PR #1729, opened 2025-04-20
Improve "convertible" trait handling

bolshakov-a:
Because `__is_convertible_to` is a synonym for `__is_convertible`, and already has some test coverage, test cases for it have not been added. OTOH, `__is_nothrow_convertible` has also been handled similarly in IWYU, so the test cases for it may be redundant as well...

The change in the `ptr_ref_aliases` test is because the only `IndirectBase` use that was considered as a full use by IWYU was inside `__is_convertible_to` traits.

### DIFF
--- a/iwyu.cc
+++ b/iwyu.cc
@@ -2146,6 +2146,61 @@ class IwyuBaseAstVisitor : public BaseAstVisitor<Derived> {
         }
         return true;
       }
+      case TypeTrait::BTT_IsConvertible:
+      case TypeTrait::BTT_IsConvertibleTo:
+      case TypeTrait::BTT_IsNothrowConvertible: {
+        // No conversion to/from void or to a function type.
+        if (lhs_type->isVoidType() || rhs_type->isVoidType())
+          return true;
+        if (rhs_type->isFunctionType())
+          return true;
+        // Only non-reference-related types can involve user-defined conversions
+        // (C++17 [dcl.init.ref]).
+        if (GetCanonicalType(RemoveReference(lhs_type)) ==
+            GetCanonicalType(RemoveReference(rhs_type))) {
+          return true;
+        }
+        const bool rhs_can_bind_to_temp = RefCanBindToTemp(rhs_type);
+        // If the rhs is a reference that can bind to its class temporary
+        // object, the ctors of the class are to be considered.
+        if (rhs_can_bind_to_temp)
+          ReportTypeUse(CurrentLoc(), rhs_type, DerefKind::RemoveRefs);
+        // Pointer and pointer-to-member conversions should be taken into
+        // account if the rhs type is a pointer or pointer-to-member type
+        // directly, or a reference which can bind to a temporary pointer
+        // object.
+        if (!rhs_type->isReferenceType() || rhs_can_bind_to_temp) {
+          const Type* lhs_deref_type = RemoveReference(lhs_type);
+          const Type* rhs_deref_type = RemoveReference(rhs_type);
+          if (IsDerivedToBasePtrConvertible(lhs_deref_type, rhs_deref_type)) {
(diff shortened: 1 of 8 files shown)


iwyu.cc
```diff
@@ -2146,6 +2146,61 @@ class IwyuBaseAstVisitor : public BaseAstVisitor<Derived> {
...
+      case TypeTrait::BTT_IsNothrowConvertible: {
+        // No conversion to/from void or to a function type.
+        if (lhs_type->isVoidType() || rhs_type->isVoidType())
+          return true;
+        if (rhs_type->isFunctionType())
+          return true;
+        // Only non-reference-related types can involve user-defined conversions
+        // (C++17 [dcl.init.ref]).
+        if (GetCanonicalType(RemoveReference(lhs_type)) ==
+            GetCanonicalType((RemoveReference(rhs_type)))) {
```
kimgr, line 2160: Looks like an extra pair of parentheses around `RemoveReference(...)` here.

iwyu.cc
```diff
@@ -2146,6 +2146,61 @@ class IwyuBaseAstVisitor : public BaseAstVisitor<Derived> {
...
+        const bool rhs_can_bind_to_temp = RefCanBindToTemp(rhs_type);
+        // If the rhs is a reference that can bind to its class temporary
+        // object, the ctors of the class are to be considered.
+        if (rhs_can_bind_to_temp)
+          ReportTypeUse(CurrentLoc(), rhs_type, DerefKind::RemoveRefs);
+        // Pointer and pointer-to-member conversions should be taken into
+        // account if the rhs type is a pointer or pointer-to-member type
+        // directly, or a reference which can bind to a temporary pointer
+        // object.
+        if (!rhs_type->isReferenceType() || RefCanBindToTemp(rhs_type)) {
```
kimgr, line 2172: Can use `rhs_can_bind_to_temp` instead of invoking `RefCanBindToTemp` again

kimgr:
I wonder if it would be a good idea to move the `is_convertible` cases out of `ptr_ref_aliases.cc` and into `type_trait.cc`? Unrelated to this PR, but maybe worth looking into as a cleanup before or after.

kimgr:
Also, I wanted to ask: these improvements for traits are useful on their own, but are they part of a bigger plan? Any chance they are a foundational building block to help IWYU improve its understanding of STL code?

bolshakov-a:
> I wonder if it would be a good idea to move the is_convertible cases out of ptr_ref_aliases.cc and into type_trait.cc? Unrelated to this PR, but maybe worth looking into as a cleanup before or after.

The primary reason to introduce `ptr_ref_aliases` test was to test that correct `DerefKind`s are used with `ReportTypeUse` calls. But I decided that test cases for type traits may overflow `ptr_ref_aliases` and should better be placed into the `type_trait` case. So maybe it is a good idea to remove them completely from `ptr_ref_aliases` as redundant. I'd prefer to do it after this PR.

> Also, I wanted to ask: these improvements for traits are useful on their own, but are they part of a bigger plan? Any chance they are a foundational building block to help IWYU improve its understanding of STL code?

They are of course related to the STL type traits (because the implementations use these builtins), but I don't know any real world problem which this PR fixes. This work is just for completeness, as we decided [here](https://github.com/include-what-you-use/include-what-you-use/pull/745#issuecomment-2701988676), because no one was able to confirm that `VisitTypeTraitExpr` is not really needed in real-world code (or the opposite). The trait handling looks like a can of worms, however I hope the handling of the remaining trait builtins will be easier.

iwyu.cc
bolshakov-a: Fixed, thanks!

kimgr:
Thanks, LGTM!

• _REQUIREMENT_
Once you have read through the entries, say how many of their lines include the string "Unrelated" and give nothing but that number.

• _RESULT OF THE EXERCISE_
2